Back

2026-02-25

In Search of Consensus: Breaking Down the Raft Algorithm

In Search of Consensus: Breaking Down the Raft Algorithm

If you work in data infrastructure, you've probably heard of etcd, Consul, or the newer versions of Kafka (KRaft). They all share something in common: they need multiple nodes to agree in a world where networks fail.

This post collects my notes on the paper "In Search of an Understandable Consensus Algorithm" by Diego Ongaro and John Ousterhout — the text that made distributed consensus accessible beyond the circle of Paxos experts.

The foundations: SMR and the power of quorum

For a cluster of servers to behave as a single reliable machine, Raft relies on State Machine Replication (SMR). The idea is elegant: if all nodes start from the same state and apply the same sequence of commands (the log), the final result will be identical.

Replicación de Máquinas de Estados

But how do we guarantee they all see the same order in an asynchronous environment? This is where quorum mathematics come in. To make any decision, Raft requires a vote from the absolute majority of nodes ($n$):

$$V > \frac{n}{2}$$

This property guarantees that any two majority sets always share at least one node in common — a "witness" that prevents the system from forking into contradictory decisions.

The state model

Raft simplifies the problem by decomposing it into three possible states for any node, forming a finite state machine with clear transitions:

  • Follower: Passive state. Only responds to requests from the leader or candidates.
  • Candidate: Intermediate state. A follower whose timeout expires and seeks to become leader.
  • Leader: The cluster coordinator. Handles client requests and coordinates log replication.

Transiciones de estado en Raft

Time is divided into terms, which act as an incremental logical clock ($t = 1, t = 2, \dots$). If a node detects that its term number is lower than another's, it updates immediately.

División del tiempo en terms

Leader election: who's in charge?

The election process is Raft's core availability mechanism. It's based on a heartbeat signal. If a follower stops receiving signals from the leader for a configurable period, it assumes the leader has failed and:

  1. Increments its currentTerm.
  2. Transitions to Candidate state.
  3. Requests votes from other nodes via the RequestVote RPC.

The split vote problem

If many nodes transition to candidate simultaneously, votes can fragment so that no one reaches quorum. Raft solves this with a simple yet effective approach: randomized timeouts.

By assigning each node a random wait time (typically between 150ms and 300ms), it's very likely that one will "wake up" first, request votes, and win the election before the rest become competitors. Simple and robust.

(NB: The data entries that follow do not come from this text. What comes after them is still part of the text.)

PR #11733, opened 2025-10-03
fix(core): obfuscate secrets used as default inputs (#11681)

### LINKED ISSUE #11681: Defaults with secrets are rendered on UI
### Describe the issue

Defaults for inputs can now be resolved dynamically, and they can use a secret. That’s exactly what I need, but I think there might be a catch.
 Currently, the secret in the default is displayed as its actual value in the UI, rather than being masked as ****, unlike in other places (logs, outputs).
 Is this a bug, or intended behavior? Personally, I like the current behavior, and it will be cool if we can still use secrets as default, even if they will be displayed as **** on UI
```
- id: envName
    type: STRING
    defaults: "{{secret ('Environment')}}"
```

Image

Image

### Environment

- Kestra Version: 1.0.3

fhussonnois:
Make sure values return from pebble function are obfuscate when return from the input validation endpoints.

Changes:
* UI: Don't send default input values when creating new execution

Fixes: #11681

### DIFF
--- a/core/src/main/java/io/kestra/core/runners/FlowInputOutput.java
+++ b/core/src/main/java/io/kestra/core/runners/FlowInputOutput.java
@@ -1,7 +1,6 @@
 package io.kestra.core.runners;
 
 import com.fasterxml.jackson.databind.ObjectMapper;
-import com.google.common.annotations.VisibleForTesting;
 import io.kestra.core.encryption.EncryptionService;
 import io.kestra.core.exceptions.IllegalVariableEvaluationException;
 import io.kestra.core.exceptions.KestraRuntimeException;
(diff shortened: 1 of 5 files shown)


core/src/main/java/io/kestra/core/runners/VariableRendererFactory.java
```diff
@@ -0,0 +1,34 @@
...
+    
+    @Inject
+    protected VariableRenderer variableRenderer;
+    
+    public VariableRenderer getDefault() {
+        return variableRenderer;
+    }
+    
+    public VariableRenderer createWithMaskedSecrets() {
+        return new VariableRenderer(applicationContext, variableConfiguration, List.of(SecretFunction.NAME));
```
loicmathieu: This would prevent overriding the default variable renderer which is used by one of our customer.
See https://github.com/kestra-io/kestra/pull/11559 which work around the issue, the same factory should be used here.

loicmathieu (changes requested):

core/src/main/java/io/kestra/core/runners/VariableRendererFactory.java
fhussonnois: Thanks, good catch! I'll wait for the PR to be merged to rebase this one!

loicmathieu (approved):
LGTM

MilosPaunovic (approved):
UI side looks alright! ✅

PR #11737, opened 2025-10-03
fix: kv-error-on-missing

### LINKED ISSUE #11072: Get KV with `errorOnMissing: false` with Pebble Expression doesn't work
### Describe the issue

I want to fetch the key based on the input provided.
The key doesn't exist, hence i am using the property `errorOnMissing: false`
But it doesn't work if the key is provided using pebble expression.
If the same key was hardcoded as string, the `errorOnMissing` works as expected

Sample FLow
```
id: kv_issue
namespace: company.team
variables:
  defaultEnv: dev
inputs:
  - id: env
    type: STRING
    required: false

tasks:
  - id: resolveEnv
    values:
      key: "{{ inputs.env ?? vars.defaultEnv }}"
    description: "Use input env if provided, else use defaultEnv"

  - id: fetch-kv-without-pebble
    type: io.kestra.plugin.core.kv.Get
    key: "dev"
    errorOnMissing: false

  - id: fetch-kv
    type: io.kestra.plugin.core.kv.Get
    key: "{{ kv(outputs.resolveEnv.values.key ) }}"
    errorOnMissing: false
```
Version:0.24.4

### Environment

- Kestra Version: develop

Image

hemantmm:
closes: #11072

✅ Added context detection to the KvFunction to identify when it's called inside a KV task.
✅ Modified the KvFunction to default errorOnMissing to false when inside another KV operation.
✅ Added error handling to prevent bubbling up of exceptions from nested KV calls when not needed.

---

Fix: Updated the KV operation handling to solve nested KV function calls:

- Introduces a context flag to detect when a KV function is called from within a KV task
- Prevents cascading failures when an inner KV call fails but the outer operation has errorOnMissing set to false
- Handles rendering exceptions gracefully when a key can't be resolved but errors are suppressed

This change allows the KV task to work correctly when using template expressions like: key: `{{ kv(outputs.resolveEnv.values.key ) }}` with `errorOnMissing: false`


hemantmm:
@loicmathieu, can you have a look at this PR?

hemantmm:
@loicmathieu, can you have a look at this PR?

hemantmm:

loicmathieu:
@hemantmm in fact everything is working correctly, the flow in the issue was not correct as it forgot to add the `errorOnMissing=false` parameter to the kv function.

Thanks for your contribution anyway.

PR #11742, opened 2025-10-04
feat(tests): add test coverage for cli commands with no repo config

### LINKED ISSUE #10416: Add a test in the `cli` module to launch a command without any repository configured
### Describe the issue

Some commands should be able to run withou any repository configured (without any configuration other than the default configuration provided inside the `cli` module).

For example, the `kestra plugins install` command should not need any repository.

But inside `cli` tests, there is an `application-test.yml` that do contains a repository configuration so we don't assert that.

Log replication: data persistence

Once a leader is elected, its job is to accept client commands and replicate them. This is where the Log Matching Property comes in — a safety guarantee based on induction:

If two entries in different logs share the same index and term, then they contain the same command and all preceding entries are identical.

This ensures that once the leader confirms an entry has been replicated on a quorum of nodes, it's considered committed:

$$\text{entry} \in \text{committed} \implies \text{entry} \in \text{log of all future leaders}$$

Conclusion

What interests me most about Raft isn't its efficiency (which is reasonable), but its design oriented towards understanding. By separating leader election, log replication, and safety into independent subproblems, it allows reasoning about each part without having to keep the entire system in mind at once.

If you're interested in the topic, the original paper is surprisingly readable, and the interactive Raft visualization is an excellent tool for understanding state transitions in action.